Yazata
Valued Senior Member
As far as I can tell, for me, the biggest motivator for believing in karma and reincarnation is the concept of justice.
Because without karma and reincarnation, life seems too injust and it seems too impossible for me to bear injustice without invoking karma nad reincarnation.
Good point. That's one of the things that attracts me to the karma/reincarnation ideas as well.
It represents a very attractive natural-law ethical theory that doesn't require stuff like monarchical-style divine commandments to define right and wrong. Instead, right actions naturally lead to more refined consequences, while wrong actions lead to cruder consequences.
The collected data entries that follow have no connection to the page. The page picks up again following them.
PR #624, opened 2026-05-21
fix(moa): grace fires on diverse fast answers, not just sole answer

michaelneale:
## Real lab failure

When studio AND mini both joined the public mesh today (so MoA now had 5 workers: Qwen2.5-3B, Qwen3-8B, Qwen3.5-9B, MiniMax, Qwen3-32B), `model=mesh` latency DEGRADED:

| Run | mesh time | what happened |
|----:|----------:|---|
| 1 | 45.5s | waited for slow Qwen3-8B |
| 2 | 36.0s | waited for slow Qwen3-8B |
| 3 | 38.2s | waited for slow Qwen3-8B |
| 4 | **0.7s** | 2 workers textually agreed \u2014 consensus fired |
| 5 | 44.9s | waited for slow Qwen3-8B |

Looking at the gateway log: Qwen2.5-3B answered in 84ms, Qwen3.5-9B in 670ms, MiniMax in 1011ms. **All three fast answers in hand within 1 second.** But because their content didn't textually agree ("Hello" / "Yes" / "Ready" / "Okay"), the arbiter's consensus rule ("\u22652 workers agree on answer") didn't fire. MoA then sat there for 30-45 seconds waiting for the tail worker (Qwen3-8B \u2014 the known-bimodal public-mesh peer).

## The bug

The previous grace eligibility was:
```rust
answers.len() == 1 && answers[0].confidence >= GRACE_MIN_CONFIDENCE
```

That covers the case where one worker has answered and the rest are still pending. It does NOT cover the case where multiple workers have answered fast but their answers disagree.

## Fix

Relax eligibility to "\u22651 Answer-kind output with confidence \u2265 0.5". When grace fires with multiple qualifying answers, pick the highest-confidence one. The previous sole-answer case is preserved trivially (max_by on a single element returns that element).

```rust
let grace_eligible = |outs: &[WorkerOutput]| -> bool {
    if !grace_enabled { return false; }
    outs.iter().any(|o| {
        o.kind == normalize::OutputKind::Answer
            && o.confidence >= GRACE_MIN_CONFIDENCE
    })
};
```

When grace fires:
```rust
let answer = outputs
    .iter()
    .filter(|o| o.kind == normalize::OutputKind::Answer)
    .max_by(|a, b| a.confidence.partial_cmp(&b.confidence)
        .unwrap_or(std::cmp::Ordering::Equal))
    .expect("grace_eligible guaranteed at least one Answer")
    .payload
    .clone();
```

## Tests

[...]

PR #626, opened 2026-05-21
tune(moa): tighten first_answer_grace from 6s to 3s

michaelneale:
## What it does

Lowers the chat-mode `first_answer_grace` default from 6 seconds to 3 seconds. This is a one-line tuning change. Built on top of #624 (which makes grace fire on diverse fast answers \u2014 needed for the chat case where workers don't textually agree).

## Why now

On the public mesh today (5 workers including studio MiniMax, mini Qwen3.5, etc.):
* **MoA consensus rarely fires for short chat answers** \u2014 workers respond with diverse short text like "Hello" / "Yes" / "Ready" / "Okay" that don't textually match.
* PR #624's diverse-answer grace catches this case: when grace expires with \u22651 qualifying answer, pick the highest-confidence one.
* But the 6s grace becomes the chat latency floor \u2014 every turn pays the full 6s.

With #624 landed and the timer being the dominant chat path, **3s gives 2\u00d7 better p50 with no measurable quality regression on short chat prompts**.

## Lab data, public mesh, 10 varied turns

| Prompt type | Result |
|---|---|
| "Symbol for gold?" | 2x: "Au, from Latin aurum\u2026" \u2705 |
| "WW2 end?" | 2x: "1945" \u2705 |
| "Coffee shop name?" | "Brewed" / "Perk" \u2705 |
| "60mph \u00d7 2h?" | 2x: "120" \u2705 |
| "5-word rain sentence" | "Rain drums gently on the roof" / "Rain pours down in relentless sheets" \u2014 reasonable but 6 words not 5 (same loose constraint behavior the model has at 6s grace too) |

Latency distribution:

| grace | min | p50 | max | n |
|---|---:|---:|---:|---:|
| **6s** (current) | 700ms | ~6000ms | 6000ms | 5 |
| **3s** (proposed) | 1299ms | 2002ms | 2007ms | 10 |

## Trade-off

A worker that takes 3\u20136s to land is now excluded from consensus. On the public mesh post-#624 we found textual consensus rarely fires for chat anyway, so this isn't losing a path that was actually firing.

For agentic / tool turns (`has_tools=true`), grace is bypassed entirely and consensus continues to work as before. The 3s number is **chat-only**.

## Compat

* No API change. The default value moves, callers that explicitly build a `GatewayConfig` keep their configured value.
* No protocol / ABI / plugin change.
* No mesh-version compatibility concerns.

## Tests

cargo test -p mesh-llm-host-runtime --lib: 1463 pass.
cargo clippy --all-targets -- -D warnings: clean.
cargo fmt --all -- --check: clean.

The grace eligibility logic itself (which determines when the timer arms) is covered by PR #624's tests. This PR is strictly a config tuning, no behavior-shape change.

## Open question

3s is empirical. A more conservative tuning would be 4-5s. A more aggressive one would be 2s (tested in lab, all 10 turns sub-2.5s but tight enough that any worker with 2s+ network latency is excluded). Happy to land at any number you prefer.

### DIFF
--- a/MIC_LAB_TODO.md
+++ b/MIC_LAB_TODO.md
@@ -1,0 +1,15 @@
+
+## After PR #624 lab measurement — strategy refresh
+
+* **Chat path is now grace-bounded.** `mesh_chat` p50 floor on the public
+  mesh is ~6s = the `first_answer_grace` config. To make chat feel
+  faster, lower the grace (1.5-2s), trade off: more likely to take a
+  first-answer that might be lower-quality than what a longer wait
+  would give. **Cheap experiment in the lab.**
+* **Reducer path is where option A matters.** On the public mesh
+  post-fix, reducer fires 0% of chat turns (grace catches everything).
+  On lab tool turns it fires 36% of the time. Streaming would help
+  tool turns feel responsive.
+* **Tool turns currently buffer reducer output.** Real streaming would
+  show the reducer's tokens as it produces them. ~150 LoC.
+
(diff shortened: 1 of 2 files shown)


michaelneale:
Rolled into #624 \u2014 the eligibility relaxation and the tighter default are the same user-journey change and only meaningful together. Easier to review as one PR.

It deals very effectively with the problem of evil, explaining suffering innocents and prospering sinners. Everyone ultimately gets precisely what they deserve, if not in this life, then in a succeeding one.
That's basically how it was conceived in the Buddhist suttas, I think. On its face, the idea of reincarnation doesn't appear to cohere very well with the no-self doctrine. But whenever somebody questions reincarnation, the suttas seem to typically portray the Buddha as equating its denial with the denial of ethics. So the response to what looks like an ontological question is often ethical in nature.
In the Buddhist scheme, the desire to evade death and to live forever certainly wouldn't be a very good argument for belief in reincarnation.